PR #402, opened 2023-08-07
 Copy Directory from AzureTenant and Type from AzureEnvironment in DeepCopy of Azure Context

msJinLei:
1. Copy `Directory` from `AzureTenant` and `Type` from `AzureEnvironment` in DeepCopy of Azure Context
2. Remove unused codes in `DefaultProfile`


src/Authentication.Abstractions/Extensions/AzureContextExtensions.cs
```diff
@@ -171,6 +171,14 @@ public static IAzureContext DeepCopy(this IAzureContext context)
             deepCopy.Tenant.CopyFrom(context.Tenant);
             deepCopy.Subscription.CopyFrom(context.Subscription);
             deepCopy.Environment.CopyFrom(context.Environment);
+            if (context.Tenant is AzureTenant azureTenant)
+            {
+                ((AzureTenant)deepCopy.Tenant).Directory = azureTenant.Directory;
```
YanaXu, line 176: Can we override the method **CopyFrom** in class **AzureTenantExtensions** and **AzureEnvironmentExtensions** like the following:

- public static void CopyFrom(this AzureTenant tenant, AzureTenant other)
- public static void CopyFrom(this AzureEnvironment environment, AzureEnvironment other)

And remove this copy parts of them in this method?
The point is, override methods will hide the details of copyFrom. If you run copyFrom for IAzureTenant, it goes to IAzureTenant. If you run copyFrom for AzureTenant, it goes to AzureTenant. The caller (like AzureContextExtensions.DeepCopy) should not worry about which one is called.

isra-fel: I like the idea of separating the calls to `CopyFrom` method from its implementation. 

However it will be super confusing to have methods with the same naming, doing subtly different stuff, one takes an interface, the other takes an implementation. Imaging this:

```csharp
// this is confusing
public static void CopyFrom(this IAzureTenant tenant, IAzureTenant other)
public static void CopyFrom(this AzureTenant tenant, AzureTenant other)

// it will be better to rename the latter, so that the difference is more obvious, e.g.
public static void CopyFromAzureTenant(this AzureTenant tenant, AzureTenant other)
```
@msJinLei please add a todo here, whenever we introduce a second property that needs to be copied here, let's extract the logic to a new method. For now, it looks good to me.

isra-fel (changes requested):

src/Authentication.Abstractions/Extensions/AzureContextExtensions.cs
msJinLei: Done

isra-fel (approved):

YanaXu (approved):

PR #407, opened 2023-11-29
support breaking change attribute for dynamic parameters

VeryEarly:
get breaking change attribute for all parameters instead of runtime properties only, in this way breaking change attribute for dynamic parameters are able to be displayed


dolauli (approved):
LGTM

————————

→ Work request
The word "public" appears in how many lines of the records? Give the number only.

→ Response to this task
6